++++ Entries provided

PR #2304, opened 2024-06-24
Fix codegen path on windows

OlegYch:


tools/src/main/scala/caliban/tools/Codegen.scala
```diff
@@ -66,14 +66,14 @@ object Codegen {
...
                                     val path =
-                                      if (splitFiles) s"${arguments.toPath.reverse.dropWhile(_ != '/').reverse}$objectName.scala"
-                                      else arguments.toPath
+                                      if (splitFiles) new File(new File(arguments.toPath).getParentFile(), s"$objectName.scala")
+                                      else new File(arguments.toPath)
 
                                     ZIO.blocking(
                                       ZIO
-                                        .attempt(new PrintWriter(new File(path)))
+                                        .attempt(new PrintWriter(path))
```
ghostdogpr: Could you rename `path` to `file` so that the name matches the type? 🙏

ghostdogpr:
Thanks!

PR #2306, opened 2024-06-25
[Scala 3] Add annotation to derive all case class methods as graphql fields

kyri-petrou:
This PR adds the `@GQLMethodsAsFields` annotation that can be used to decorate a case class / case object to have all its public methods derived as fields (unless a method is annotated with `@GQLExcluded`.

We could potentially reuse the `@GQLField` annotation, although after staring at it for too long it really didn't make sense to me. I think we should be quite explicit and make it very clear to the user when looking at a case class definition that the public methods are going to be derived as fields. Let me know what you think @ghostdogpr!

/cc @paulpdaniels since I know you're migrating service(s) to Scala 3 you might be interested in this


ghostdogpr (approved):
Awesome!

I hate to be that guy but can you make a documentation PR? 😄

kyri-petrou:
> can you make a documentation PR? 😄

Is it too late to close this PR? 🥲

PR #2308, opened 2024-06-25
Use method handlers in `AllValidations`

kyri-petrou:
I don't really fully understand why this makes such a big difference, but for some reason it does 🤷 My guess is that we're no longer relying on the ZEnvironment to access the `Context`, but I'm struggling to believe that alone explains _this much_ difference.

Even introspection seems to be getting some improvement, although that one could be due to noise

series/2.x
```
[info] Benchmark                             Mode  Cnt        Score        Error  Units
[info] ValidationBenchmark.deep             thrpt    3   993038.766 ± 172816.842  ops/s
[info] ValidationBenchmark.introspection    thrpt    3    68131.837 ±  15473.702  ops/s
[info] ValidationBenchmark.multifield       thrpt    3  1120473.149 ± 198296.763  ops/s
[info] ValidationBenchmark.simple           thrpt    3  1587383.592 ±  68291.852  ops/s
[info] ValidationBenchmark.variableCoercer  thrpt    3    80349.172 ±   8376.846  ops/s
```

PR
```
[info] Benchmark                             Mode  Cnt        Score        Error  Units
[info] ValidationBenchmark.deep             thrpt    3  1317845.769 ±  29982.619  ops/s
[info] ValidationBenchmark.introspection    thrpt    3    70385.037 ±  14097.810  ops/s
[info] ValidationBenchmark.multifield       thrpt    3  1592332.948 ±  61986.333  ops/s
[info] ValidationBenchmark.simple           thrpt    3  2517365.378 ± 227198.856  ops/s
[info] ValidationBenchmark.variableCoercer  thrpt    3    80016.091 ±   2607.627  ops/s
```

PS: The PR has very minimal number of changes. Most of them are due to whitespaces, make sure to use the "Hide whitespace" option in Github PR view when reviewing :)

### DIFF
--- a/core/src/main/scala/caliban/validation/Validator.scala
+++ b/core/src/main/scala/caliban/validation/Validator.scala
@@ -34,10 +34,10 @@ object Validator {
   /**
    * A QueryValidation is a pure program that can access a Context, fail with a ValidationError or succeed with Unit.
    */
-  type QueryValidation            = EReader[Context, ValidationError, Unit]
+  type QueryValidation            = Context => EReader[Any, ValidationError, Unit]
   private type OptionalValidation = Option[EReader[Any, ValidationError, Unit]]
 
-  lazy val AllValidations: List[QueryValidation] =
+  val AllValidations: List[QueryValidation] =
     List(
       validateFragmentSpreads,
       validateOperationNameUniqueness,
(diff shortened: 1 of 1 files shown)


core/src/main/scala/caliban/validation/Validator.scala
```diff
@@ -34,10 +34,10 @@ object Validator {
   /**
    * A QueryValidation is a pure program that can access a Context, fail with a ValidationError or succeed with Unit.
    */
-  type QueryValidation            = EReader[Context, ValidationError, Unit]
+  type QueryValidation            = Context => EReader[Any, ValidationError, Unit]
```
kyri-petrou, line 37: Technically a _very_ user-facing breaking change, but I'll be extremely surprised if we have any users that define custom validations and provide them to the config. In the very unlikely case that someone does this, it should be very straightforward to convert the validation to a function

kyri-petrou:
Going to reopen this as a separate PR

++++++++
++++ Entries provided

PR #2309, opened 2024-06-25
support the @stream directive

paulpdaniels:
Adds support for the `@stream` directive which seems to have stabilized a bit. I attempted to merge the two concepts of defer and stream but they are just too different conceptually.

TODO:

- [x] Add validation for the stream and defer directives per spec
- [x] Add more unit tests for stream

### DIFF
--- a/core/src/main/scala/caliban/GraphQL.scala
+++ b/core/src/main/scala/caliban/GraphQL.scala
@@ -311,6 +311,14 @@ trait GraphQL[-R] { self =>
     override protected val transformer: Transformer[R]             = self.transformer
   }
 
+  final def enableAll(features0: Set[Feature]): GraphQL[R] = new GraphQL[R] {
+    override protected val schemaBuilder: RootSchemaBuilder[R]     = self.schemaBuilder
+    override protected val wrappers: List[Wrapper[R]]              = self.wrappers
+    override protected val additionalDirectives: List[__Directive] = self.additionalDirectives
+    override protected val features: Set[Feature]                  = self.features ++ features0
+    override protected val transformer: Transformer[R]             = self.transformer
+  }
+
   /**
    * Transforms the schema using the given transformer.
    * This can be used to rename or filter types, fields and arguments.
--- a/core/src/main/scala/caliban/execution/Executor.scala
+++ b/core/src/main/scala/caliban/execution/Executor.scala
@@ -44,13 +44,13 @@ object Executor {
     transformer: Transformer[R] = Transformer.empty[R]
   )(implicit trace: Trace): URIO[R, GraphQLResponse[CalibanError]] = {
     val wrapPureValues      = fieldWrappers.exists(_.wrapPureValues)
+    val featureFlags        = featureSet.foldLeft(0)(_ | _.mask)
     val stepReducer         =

++++++++

Could you repeat exactly the lines above from the line with "PR #2304, opened 2024-06-24" up to and including the line with "This PR adds", and only those?

PR #2304, opened 2024-06-24
Fix codegen path on windows

OlegYch:


tools/src/main/scala/caliban/tools/Codegen.scala
```diff
@@ -66,14 +66,14 @@ object Codegen {
...
                                     val path =
-                                      if (splitFiles) s"${arguments.toPath.reverse.dropWhile(_ != '/').reverse}$objectName.scala"
-                                      else arguments.toPath
+                                      if (splitFiles) new File(new File(arguments.toPath).getParentFile(), s"$objectName.scala")
+                                      else new File(arguments.toPath)
 
                                     ZIO.blocking(
                                       ZIO
-                                        .attempt(new PrintWriter(new File(path)))
+                                        .attempt(new PrintWriter(path))
```
ghostdogpr: Could you rename `path` to `file` so that the name matches the type? 🙏

ghostdogpr:
Thanks!

PR #2306, opened 2024-06-25
[Scala 3] Add annotation to derive all case class methods as graphql fields

kyri-petrou:
This PR adds the `@GQLMethodsAsFields` annotation that can be used to decorate a case class / case object to have all its public methods derived as fields (unless a method is annotated with `@GQLExcluded`.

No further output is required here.